_WHAT TO DO_. Each line of the data holding "processed" should be found and copied.

DATA EXTRACTS Start Marker

PR #168, opened 2015-07-30
Rework ss_tcp_process_data() for proper FIN handling.

keshonok:
Data SKBs may have FIN flag set as well. Process that case.

### DIFF
--- a/tempesta_fw/sock.c
+++ b/tempesta_fw/sock.c
@@ -426,11 +426,10 @@ static void
 ss_tcp_process_data(struct sock *sk)
 {
 	bool tcp_fin, droplink = true;
-	int r, count, processed = 0;
+	int processed = 0;
 	unsigned int off;
 	struct sk_buff *skb, *tmp;
 	struct tcp_sock *tp = tcp_sk(sk);
-	void *conn;
 
 	skb_queue_walk_safe(&sk->sk_receive_queue, skb, tmp) {
 		if (unlikely(before(tp->copied_seq, TCP_SKB_CB(skb)->seq))) {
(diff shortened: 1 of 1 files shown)


tempesta_fw/sock.c
```diff
@@ -441,106 +442,111 @@ ss_tcp_process_data(struct sock *sk)
...
 		__skb_unlink(skb, &sk->sk_receive_queue);
 
+		tcp_fin = tcp_hdr(skb)->fin;
 		off = tp->copied_seq - TCP_SKB_CB(skb)->seq;
 		if (tcp_hdr(skb)->syn)
 			off--;
-		if (off < skb->len) {
-			int r, count = skb->len - off;
-			void *conn;
+		if (off < skb->len)
```
krizhanovsky: The case should be marked as likely()

tempesta_fw/sock.c
```diff
@@ -441,106 +442,111 @@ ss_tcp_process_data(struct sock *sk)
...
 		}
+		tp->copied_seq += count;
+		processed += count;
+
+		if (tcp_fin)
+			goto data_fin;
+		continue;
+lone_fin:
+		__kfree_skb(skb);
+data_fin:
```
krizhanovsky: The function control flow becomes to complex - too many gotos, labels and booleans. Sometimes it's better to use if statements and do little copy-paste (e.g. there is not a big deal to copy-paste ```SS_DBG(".."); ++tp->copied_seq;``` for FIN processing.

krizhanovsky:
good to merge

DATA EXTRACTS End Marker

_EXERCISE ANSWER_.
-	int r, count, processed = 0;
+	int processed = 0;
+		processed += count;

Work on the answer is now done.